Copy, from the data below, each line that has the word "workers".
::: DATA FOR THIS TASK
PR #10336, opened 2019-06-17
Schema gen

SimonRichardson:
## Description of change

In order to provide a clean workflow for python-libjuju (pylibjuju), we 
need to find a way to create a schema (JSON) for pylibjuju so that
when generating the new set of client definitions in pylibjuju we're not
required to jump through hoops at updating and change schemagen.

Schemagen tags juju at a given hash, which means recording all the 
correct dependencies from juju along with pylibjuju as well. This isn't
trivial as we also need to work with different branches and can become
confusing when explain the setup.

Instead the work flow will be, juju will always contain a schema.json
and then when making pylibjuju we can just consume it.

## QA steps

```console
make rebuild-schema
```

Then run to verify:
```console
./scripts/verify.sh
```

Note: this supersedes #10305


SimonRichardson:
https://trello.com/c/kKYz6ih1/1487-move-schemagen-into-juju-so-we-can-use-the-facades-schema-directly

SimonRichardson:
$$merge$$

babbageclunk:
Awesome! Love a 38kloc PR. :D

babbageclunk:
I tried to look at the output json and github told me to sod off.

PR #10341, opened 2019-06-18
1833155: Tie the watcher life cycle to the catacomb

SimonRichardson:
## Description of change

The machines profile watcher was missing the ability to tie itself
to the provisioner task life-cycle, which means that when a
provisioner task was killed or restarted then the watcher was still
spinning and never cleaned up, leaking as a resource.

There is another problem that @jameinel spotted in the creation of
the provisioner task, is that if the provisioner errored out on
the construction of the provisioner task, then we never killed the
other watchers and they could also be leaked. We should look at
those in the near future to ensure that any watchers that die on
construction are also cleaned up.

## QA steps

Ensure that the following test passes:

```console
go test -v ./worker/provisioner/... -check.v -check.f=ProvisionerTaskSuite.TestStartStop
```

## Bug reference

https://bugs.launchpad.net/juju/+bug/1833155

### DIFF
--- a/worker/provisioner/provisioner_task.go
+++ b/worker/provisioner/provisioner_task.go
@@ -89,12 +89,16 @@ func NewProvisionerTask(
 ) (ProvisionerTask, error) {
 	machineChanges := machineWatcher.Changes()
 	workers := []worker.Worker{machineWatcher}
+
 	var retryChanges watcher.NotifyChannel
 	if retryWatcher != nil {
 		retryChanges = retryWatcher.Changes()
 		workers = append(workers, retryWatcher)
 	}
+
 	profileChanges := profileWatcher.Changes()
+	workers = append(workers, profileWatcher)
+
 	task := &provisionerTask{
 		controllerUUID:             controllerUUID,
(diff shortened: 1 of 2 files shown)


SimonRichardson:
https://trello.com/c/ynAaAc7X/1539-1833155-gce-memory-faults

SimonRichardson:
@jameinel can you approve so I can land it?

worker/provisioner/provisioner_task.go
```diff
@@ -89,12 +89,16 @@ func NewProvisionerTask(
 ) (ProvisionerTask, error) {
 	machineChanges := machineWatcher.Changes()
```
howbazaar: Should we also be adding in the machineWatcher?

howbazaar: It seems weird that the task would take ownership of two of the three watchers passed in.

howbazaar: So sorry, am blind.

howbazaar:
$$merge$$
::::::
# REPLY
 	workers := []worker.Worker{machineWatcher}
 		workers = append(workers, retryWatcher)
+	workers = append(workers, profileWatcher)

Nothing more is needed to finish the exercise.